Judge demands greater clarity in use of dispersal orders

The police will have to provide better explanations for the use of dispersal orders following a successful challenge at the High Court.

Sarah Ann Sierney, 20, was part of a group of 10 to 15 young people ordered out of the Shiregreen area of Sheffield on 29 October 2004. She was given a 60-hour community punishment order in June last year for failing to leave the scene, but last week had her conviction overruled.

Mr Justice Nelson said that authorisation for the dispersal order failed to give enough detail as to why the order had been issued.

The authorisation only stated that there were “reasonable grounds to believe that members of the public had been intimidated, harassed, alarmed or distressed as a result of the presence or behaviour of groups of two or more people within the area of Shiregreen”.

Lady Justice Hallett, also sitting at the High Court, agreed that authorisation failed to specify the incidents that necessitated a dispersal order. She added that there was little government guidance on the matter.

According to Home Office figures, of 809 dispersal orders issued across 42 police forces between January 2004 and June 2005, “intimidation and harassment” were by far the most common reasons cited.

Following the judgement, a spokesperson on behalf of Sierney said: “Police will have to adhere to what Parliament intended when giving authorisation for these extra powers and specify what the grounds for that authorisation are.

“Parliament and the law require that these powers are exercised in such a way that fundamental rights are also protected.”

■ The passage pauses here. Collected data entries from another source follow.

PR #2473, opened 2026-08-13
feat(cha): nudge codegraph info when an interface gains its first instantiated implementor

### LINKED ISSUE #2315: incremental CHA post-pass: caller with zero existing dispatch edges never revisited on first implementor (#2078 follow-up)
## Context

Follow-up to #2078 (fixed in #2314), flagged by Greptile during that PR's review.

`findChaSiblingCallerFiles` (in `applyChaDispatchPostPass`, `src/domain/graph/builder/incremental.ts`) discovers additional caller files to revisit by finding existing `technique IN ('cha', 'super-dispatch')` edges pointing at some *other* implementor of a touched interface, then re-parsing those callers' files.

That heuristic requires **at least one existing dispatch edge to seed discovery**. If a caller declares a parameter/variable typed as interface `I`, but at the time its own file was last parsed `I` had **zero instantiated implementors** (so `resolveChaTargets` produced no edges at all for that call site), the caller has no `cha`/`super-dispatch` edge anywhere in the DB. When a later incremental rebuild adds `I`'s *first* instantiated implementor, `findChaSiblingCallerFiles` has nothing to search from — the caller is never discovered, and its dispatch edge to the new implementor stays silently missing until a full rebuild runs.

## Why this needs a different design (not a quick follow-on to #2314's fix)

Every other gap in this area (the original #2078 report, and the transitive-ancestry gap #2314 also fixed) could be closed by searching **existing edges** more thoroughly. This one can't: by construction, there is no edge to search from. Closing it requires one of:

1. **Persist unresolved-but-typed call sites.** Add a DB-level record (new table or column) for "this call site's static receiver type is `I`" independent of whether any edge was ever created for it — then query that instead of `edges`. This is a schema change with build-time and storage cost for every language/every typed call site, not just the CHA-relevant ones.
2. **Re-scan every file for calls typed against the touched interface.** Correct without a schema change, but is exactly the "materially different (and more expensive) post-pass design" the original #2078 report explicitly deferred — it reintroduces an O(all files) cost to the single-file incremental rebuild path, which is the thing incremental rebuilds exist to avoid.
3. **Accept the gap as a documented incremental-mode limitation**, relying on a full rebuild (already recommended after large structural changes, per the README's "if you suspect stale analysis data" guidance) to catch it, and scope this issue to just that documentation + a `codegraph doctor`/build-health check that can flag "an interface gained its first instantiated implementor since the last full build" as a nudge to rebuild.

## Suggested approach

Start with option 3 (cheap, honest, no perf regression risk) and only escalate to option 1 or 2 if a real workload shows this gap matters in practice — matching this repo's convention (see #1936) of not building expensive speculative machinery ahead of a driving need. If picked up, benchmark option 2's actual incremental-rebuild cost first; it may be acceptable if scoped to only the touched interface's *candidate* typed parameters (via a narrower AST query) rather than a full re-parse of every file.

carlos-alm:
## Summary

The incremental CHA post-pass (`findChaSiblingCallerFiles`, `src/domain/graph/builder/incremental.ts`) discovers callers to revisit by following EXISTING `cha`/`super-dispatch` edges from some other implementor of a touched interface. If an interface had zero instantiated implementors when a caller's file was last parsed, that caller has no such edge anywhere in the DB — so when a later incremental rebuild gives the interface its first instantiated implementor, there's nothing to search from, and the caller is never revisited. Its dispatch edge to the new implementor can stay silently missing until a full rebuild.

Per the issue, closing this gap outright needs either a schema change (persist unresolved-but-typed call sites) or an O(all-files) rescan per touched interface — both explicitly deferred pending a proven workload need. This PR implements the recommended cheap alternative instead:

- Snapshots which interfaces/base classes have zero instantiated implementors into a new `build_meta` key (`cha_zero_implementor_interfaces`) at the end of every FULL build — both the JS/WASM `finalize()` path and `native-orchestrator.ts`'s all-Rust fast path (which bypasses `finalize()` entirely when it succeeds — confirmed empirically, hence the second call site).
- `codegraph info` compares that snapshot against a fresh read of the graph and prints a nudge (`Consider: codegraph build --no-incremental`) when one of those interfaces has since gained an instantiated implementor.
- Documents the limitation in `docs/guides/incremental-builds.md` and README's "when to run a full rebuild" section.

This is a diagnostic only — it does not close the underlying gap, per the issue's own scoping.

## Test plan
- [x] Full test suite (`npm test`) — 322 files / 5192 tests pass
- [x] New unit tests for `deriveZeroImplementorInterfaces` (pure function)
- [x] New integration test: full build (interface with an uninstantiated implementor) → incremental rebuild adding a self-instantiating implementor → `codegraph info` asserts the nudge fires, for both engines
- [x] Confirmed `built_at`/`engine`/`codegraph_version`/etc. are unchanged — purely additive

Closes #2315

### DIFF
--- a/README.md
+++ b/README.md
@@ -597,6 +597,7 @@ codegraph build --no-incremental   # Force full rebuild
 
 - **After large refactors** (renames, moves, deleted files) — the reverse-dependency cascade handles most cases, but a full rebuild ensures nothing is stale
 - **If you suspect stale analysis data** — complexity or dataflow results for files you didn't directly edit won't update incrementally
+- **If `codegraph info` nudges you** — it flags when an interface gained its first instantiated implementor since the last full build, a narrow CHA/RTA dispatch-edge gap incremental rebuilds can't self-heal (see [incremental-builds.md](docs/guides/incremental-builds.md#known-limitation-an-interfaces-first-instantiated-implementor))
 - **Periodically** — if you rely heavily on `complexity`, `dataflow`, `roles --role dead`, or `communities` queries, run a full rebuild weekly or after major merges
 - **After upgrading codegraph** — engine, schema, or version changes trigger an automatic full rebuild, but if you skip versions you may want to force one
 
--- a/docs/guides/incremental-builds.md
+++ b/docs/guides/incremental-builds.md
@@ -41,6 +41,28 @@ The most important thing to understand: **complexity, dataflow, and CFG data for
 
 For most workflows — querying callers, checking impact, finding dead code — incremental builds are perfectly accurate. The staleness only matters for analysis-heavy queries (`complexity`, `dataflow`, `cfg`) on files that weren't directly modified.
 
+### Known limitation: an interface's first instantiated implementor
+
+There is one narrower, structural gap around virtual-dispatch resolution
+(CHA/RTA — the `cha`/`super-dispatch` edge techniques). The incremental CHA
+post-pass discovers callers to revisit by following *existing* `cha`/
+`super-dispatch` edges from some other implementor of a touched interface. If
+an interface had **zero instantiated implementors** when a caller's file was
+last parsed, that caller has no such edge anywhere in the graph — so when a
+later incremental rebuild gives the interface its *first* instantiated
+implementor, there's nothing for the post-pass to search from, and the
+caller is never revisited. Its dispatch edge to the new implementor stays
+silently missing until a full rebuild runs.
+
+`codegraph info` detects this automatically: it snapshots which interfaces
+have zero instantiated implementors at the end of every full build, and on
+a later run compares that snapshot against the current graph. If one of
+those interfaces has since gained an implementor, `info` prints a nudge to
+run `codegraph build --no-incremental` (issue #2315). This is a diagnostic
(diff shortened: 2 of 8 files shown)


carlos-alm:
@greptileai Addressed all three findings:

1. **Transitive descendants**: added `collectTransitiveImplementors()`, a BFS mirroring `resolveChaTargets`'s own traversal (keeps walking non-instantiated intermediate classes since they may have instantiated subclasses).
2. **Bare-name collisions**: each `implementorsByFile` entry is now checked as its own disambiguated `${name}|${file}` root; bare names are used only as the same "file identity unknown" fallback `resolveChaTargets` itself falls back to. The write side (`deriveZeroImplementorInterfaces`) and read side (`codegraph info`'s nudge, via the new `hasInstantiatedImplementor`) now share the exact same derivation so they can't disagree.
3. **Inaccurate comment**: corrected the native-orchestrator.ts comment — `ctx.db` can still be a `NativeDbProxy` at that call site, which is fine since the code only relies on the shared `BetterSqlite3Database` interface.

New unit tests cover both the transitive and cross-file-collision cases. Please re-review.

The case coincided with the publication of new research by the Joseph Rowntree Foundation which suggested that often young people actually group together with friends in gangs as a way of keeping safe and avoiding trouble.

A spokesperson from the human rights group Liberty said: “The overly broad discretion that police are given to disperse a ‘group’ of two or more people in certain neighbourhoods threatens social behaviour as much as antisocial behaviour.

“Criminalising someone’s mere presence in an area is not a proportionate response to the problem.”